PROVIDED DATA
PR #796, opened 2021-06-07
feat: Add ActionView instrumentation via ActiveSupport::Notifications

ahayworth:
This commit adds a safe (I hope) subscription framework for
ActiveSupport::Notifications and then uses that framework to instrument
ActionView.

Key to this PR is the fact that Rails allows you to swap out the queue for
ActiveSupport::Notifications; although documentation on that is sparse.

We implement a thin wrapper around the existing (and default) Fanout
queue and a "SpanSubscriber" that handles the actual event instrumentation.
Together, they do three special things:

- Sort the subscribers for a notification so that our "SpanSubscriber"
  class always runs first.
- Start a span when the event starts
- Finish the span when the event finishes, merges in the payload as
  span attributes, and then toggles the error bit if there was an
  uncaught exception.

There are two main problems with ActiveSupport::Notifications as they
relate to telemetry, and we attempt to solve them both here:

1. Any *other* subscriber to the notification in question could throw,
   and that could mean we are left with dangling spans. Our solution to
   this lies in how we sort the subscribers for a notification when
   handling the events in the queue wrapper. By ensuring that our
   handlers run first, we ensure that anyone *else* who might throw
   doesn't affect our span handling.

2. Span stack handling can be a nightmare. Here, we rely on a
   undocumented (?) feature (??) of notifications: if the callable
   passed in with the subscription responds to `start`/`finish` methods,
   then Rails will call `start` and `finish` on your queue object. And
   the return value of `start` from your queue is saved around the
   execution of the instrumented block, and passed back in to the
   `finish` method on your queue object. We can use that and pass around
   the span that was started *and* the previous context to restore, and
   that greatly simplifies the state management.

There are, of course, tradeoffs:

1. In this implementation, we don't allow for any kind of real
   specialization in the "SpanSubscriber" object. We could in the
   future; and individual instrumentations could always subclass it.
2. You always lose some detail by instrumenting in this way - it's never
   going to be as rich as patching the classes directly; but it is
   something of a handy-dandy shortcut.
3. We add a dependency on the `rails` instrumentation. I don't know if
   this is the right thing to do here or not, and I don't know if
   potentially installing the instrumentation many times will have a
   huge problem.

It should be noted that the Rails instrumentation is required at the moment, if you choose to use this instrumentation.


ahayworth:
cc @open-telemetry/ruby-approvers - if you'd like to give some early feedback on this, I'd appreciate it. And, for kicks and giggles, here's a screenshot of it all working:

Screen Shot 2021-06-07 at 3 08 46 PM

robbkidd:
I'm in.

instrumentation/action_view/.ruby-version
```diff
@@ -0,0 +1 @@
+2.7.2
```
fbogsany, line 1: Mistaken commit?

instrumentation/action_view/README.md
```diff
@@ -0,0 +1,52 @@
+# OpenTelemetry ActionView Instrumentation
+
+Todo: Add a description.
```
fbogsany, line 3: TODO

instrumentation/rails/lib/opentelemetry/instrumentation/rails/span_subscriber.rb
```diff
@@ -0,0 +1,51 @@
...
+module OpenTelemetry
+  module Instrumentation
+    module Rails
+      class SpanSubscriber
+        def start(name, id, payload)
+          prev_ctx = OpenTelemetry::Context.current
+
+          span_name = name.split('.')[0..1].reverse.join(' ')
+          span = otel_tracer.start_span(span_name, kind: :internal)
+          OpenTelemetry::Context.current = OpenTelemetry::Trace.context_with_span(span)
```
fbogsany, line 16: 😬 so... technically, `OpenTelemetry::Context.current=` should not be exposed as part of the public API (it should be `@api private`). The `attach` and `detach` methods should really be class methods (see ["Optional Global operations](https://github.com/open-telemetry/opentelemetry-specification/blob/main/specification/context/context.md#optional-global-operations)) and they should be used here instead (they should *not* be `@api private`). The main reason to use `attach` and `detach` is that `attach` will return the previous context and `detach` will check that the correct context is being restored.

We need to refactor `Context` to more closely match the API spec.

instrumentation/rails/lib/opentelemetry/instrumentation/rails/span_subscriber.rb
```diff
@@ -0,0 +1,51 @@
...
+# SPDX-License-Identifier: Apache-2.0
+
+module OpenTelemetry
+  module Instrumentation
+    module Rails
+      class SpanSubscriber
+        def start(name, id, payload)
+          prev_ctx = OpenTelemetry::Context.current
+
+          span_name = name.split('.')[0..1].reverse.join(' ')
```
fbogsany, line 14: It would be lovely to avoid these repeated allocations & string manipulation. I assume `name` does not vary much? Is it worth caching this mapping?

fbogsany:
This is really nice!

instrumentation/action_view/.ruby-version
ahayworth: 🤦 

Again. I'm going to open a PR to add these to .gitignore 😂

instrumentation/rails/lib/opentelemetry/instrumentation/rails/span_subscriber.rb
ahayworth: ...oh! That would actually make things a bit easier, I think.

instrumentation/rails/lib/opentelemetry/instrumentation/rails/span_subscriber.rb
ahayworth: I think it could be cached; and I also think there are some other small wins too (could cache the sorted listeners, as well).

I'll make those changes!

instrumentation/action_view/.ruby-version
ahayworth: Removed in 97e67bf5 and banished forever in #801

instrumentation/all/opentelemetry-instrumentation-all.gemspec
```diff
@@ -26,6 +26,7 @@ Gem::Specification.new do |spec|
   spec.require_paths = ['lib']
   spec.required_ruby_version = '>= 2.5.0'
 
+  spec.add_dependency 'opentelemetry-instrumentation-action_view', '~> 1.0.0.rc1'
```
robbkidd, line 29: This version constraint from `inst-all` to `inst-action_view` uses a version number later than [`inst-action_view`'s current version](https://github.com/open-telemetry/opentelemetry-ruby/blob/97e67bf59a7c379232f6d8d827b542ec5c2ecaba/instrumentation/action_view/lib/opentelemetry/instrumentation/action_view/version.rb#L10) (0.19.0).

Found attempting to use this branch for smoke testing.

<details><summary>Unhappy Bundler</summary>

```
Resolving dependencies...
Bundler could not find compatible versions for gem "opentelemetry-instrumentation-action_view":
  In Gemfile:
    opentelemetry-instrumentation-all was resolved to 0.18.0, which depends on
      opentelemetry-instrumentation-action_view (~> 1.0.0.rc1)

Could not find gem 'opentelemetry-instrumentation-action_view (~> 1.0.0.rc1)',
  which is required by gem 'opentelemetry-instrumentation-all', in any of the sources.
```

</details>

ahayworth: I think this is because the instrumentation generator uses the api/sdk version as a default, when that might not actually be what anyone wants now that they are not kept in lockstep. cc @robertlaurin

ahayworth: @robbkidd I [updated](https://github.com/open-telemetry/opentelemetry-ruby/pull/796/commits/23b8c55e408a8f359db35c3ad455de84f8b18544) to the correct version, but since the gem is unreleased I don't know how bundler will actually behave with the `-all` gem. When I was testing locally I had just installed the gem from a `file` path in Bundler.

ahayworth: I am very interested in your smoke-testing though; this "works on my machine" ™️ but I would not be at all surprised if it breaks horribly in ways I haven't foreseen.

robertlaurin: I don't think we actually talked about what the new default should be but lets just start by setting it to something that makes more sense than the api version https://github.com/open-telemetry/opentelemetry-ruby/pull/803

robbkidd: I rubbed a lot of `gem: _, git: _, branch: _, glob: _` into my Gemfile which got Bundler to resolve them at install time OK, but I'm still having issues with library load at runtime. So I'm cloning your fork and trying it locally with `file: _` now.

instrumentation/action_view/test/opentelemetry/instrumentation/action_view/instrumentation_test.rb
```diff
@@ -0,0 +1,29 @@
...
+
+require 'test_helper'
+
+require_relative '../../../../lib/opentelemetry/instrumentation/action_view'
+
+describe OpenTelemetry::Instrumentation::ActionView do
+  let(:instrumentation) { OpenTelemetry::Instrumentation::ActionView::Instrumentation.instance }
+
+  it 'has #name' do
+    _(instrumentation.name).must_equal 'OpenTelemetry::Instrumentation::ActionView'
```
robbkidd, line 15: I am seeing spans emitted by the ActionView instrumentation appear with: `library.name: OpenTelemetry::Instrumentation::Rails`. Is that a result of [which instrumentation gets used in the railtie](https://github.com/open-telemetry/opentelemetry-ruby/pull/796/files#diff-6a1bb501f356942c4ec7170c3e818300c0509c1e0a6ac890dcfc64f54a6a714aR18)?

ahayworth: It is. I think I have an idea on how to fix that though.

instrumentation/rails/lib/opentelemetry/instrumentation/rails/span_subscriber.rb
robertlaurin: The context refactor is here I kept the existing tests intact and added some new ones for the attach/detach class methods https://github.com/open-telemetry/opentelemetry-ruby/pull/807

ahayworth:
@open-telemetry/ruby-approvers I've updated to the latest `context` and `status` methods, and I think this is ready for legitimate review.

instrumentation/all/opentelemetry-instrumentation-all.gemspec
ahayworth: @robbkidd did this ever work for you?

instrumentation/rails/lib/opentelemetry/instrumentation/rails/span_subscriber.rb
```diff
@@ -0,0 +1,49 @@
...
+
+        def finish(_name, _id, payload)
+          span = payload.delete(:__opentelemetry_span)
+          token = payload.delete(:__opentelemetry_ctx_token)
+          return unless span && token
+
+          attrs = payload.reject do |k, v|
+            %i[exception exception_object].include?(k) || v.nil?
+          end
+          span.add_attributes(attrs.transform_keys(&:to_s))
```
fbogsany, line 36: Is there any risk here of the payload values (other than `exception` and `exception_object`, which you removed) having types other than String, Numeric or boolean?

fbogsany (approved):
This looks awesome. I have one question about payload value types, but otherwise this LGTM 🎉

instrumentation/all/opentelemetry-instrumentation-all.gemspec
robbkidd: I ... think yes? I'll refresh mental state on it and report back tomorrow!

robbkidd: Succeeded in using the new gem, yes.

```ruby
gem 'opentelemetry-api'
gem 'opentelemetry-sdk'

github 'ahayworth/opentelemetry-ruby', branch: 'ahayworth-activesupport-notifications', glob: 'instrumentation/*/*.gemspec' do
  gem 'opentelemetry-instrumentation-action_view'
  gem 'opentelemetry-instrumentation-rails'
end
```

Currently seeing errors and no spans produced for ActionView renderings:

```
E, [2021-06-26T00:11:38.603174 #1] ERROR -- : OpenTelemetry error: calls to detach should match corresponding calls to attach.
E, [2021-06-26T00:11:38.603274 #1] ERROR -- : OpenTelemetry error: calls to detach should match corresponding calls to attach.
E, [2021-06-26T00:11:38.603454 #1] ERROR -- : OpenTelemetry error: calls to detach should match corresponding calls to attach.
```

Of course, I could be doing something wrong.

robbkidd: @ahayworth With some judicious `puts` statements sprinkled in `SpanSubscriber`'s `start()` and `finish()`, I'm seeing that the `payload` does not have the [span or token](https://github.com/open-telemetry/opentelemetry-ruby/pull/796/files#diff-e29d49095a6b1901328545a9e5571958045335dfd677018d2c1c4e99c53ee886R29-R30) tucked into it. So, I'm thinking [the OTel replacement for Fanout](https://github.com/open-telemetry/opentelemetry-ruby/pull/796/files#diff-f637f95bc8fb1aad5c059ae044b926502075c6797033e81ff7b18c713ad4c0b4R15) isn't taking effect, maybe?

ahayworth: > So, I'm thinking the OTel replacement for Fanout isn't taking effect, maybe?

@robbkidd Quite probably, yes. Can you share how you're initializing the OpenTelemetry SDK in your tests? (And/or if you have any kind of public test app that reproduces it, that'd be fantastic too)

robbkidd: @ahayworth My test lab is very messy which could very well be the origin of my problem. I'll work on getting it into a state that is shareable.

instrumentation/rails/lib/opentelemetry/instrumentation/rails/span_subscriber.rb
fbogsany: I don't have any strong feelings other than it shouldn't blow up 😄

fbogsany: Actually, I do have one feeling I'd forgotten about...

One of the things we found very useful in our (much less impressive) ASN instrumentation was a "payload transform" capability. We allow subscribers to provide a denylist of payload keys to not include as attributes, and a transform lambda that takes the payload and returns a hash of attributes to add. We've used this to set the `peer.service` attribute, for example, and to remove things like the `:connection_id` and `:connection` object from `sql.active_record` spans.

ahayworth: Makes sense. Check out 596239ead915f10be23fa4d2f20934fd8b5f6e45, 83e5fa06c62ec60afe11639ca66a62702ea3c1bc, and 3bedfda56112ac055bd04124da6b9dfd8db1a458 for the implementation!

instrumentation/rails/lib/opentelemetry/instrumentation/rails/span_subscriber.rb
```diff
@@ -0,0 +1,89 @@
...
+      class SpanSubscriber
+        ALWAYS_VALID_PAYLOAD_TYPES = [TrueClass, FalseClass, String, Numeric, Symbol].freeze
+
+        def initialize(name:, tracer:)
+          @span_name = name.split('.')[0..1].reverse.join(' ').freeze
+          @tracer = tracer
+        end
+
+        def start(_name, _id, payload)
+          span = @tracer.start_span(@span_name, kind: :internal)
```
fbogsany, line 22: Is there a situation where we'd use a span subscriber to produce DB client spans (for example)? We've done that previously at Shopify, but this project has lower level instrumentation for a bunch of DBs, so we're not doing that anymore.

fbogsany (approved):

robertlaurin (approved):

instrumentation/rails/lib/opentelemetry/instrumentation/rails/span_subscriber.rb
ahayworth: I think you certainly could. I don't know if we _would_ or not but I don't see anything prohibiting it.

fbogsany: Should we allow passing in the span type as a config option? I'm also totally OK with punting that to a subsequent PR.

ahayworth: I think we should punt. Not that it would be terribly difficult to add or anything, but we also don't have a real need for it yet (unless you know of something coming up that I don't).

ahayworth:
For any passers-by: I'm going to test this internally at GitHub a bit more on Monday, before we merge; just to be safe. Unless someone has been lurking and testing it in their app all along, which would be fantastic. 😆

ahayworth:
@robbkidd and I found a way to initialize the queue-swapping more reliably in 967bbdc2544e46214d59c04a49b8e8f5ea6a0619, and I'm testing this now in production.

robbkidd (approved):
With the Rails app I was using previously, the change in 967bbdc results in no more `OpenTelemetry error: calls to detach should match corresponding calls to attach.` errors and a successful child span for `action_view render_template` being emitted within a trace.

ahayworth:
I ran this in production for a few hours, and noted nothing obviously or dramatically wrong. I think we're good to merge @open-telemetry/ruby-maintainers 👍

TO DO
In the data above, find the line that contains "Key to this", then reproduce exactly every line from the first line through that line.

EXERCISE SOLUTION
PR #796, opened 2021-06-07
feat: Add ActionView instrumentation via ActiveSupport::Notifications

ahayworth:
This commit adds a safe (I hope) subscription framework for
ActiveSupport::Notifications and then uses that framework to instrument
ActionView.

Key to this PR is the fact that Rails allows you to swap out the queue for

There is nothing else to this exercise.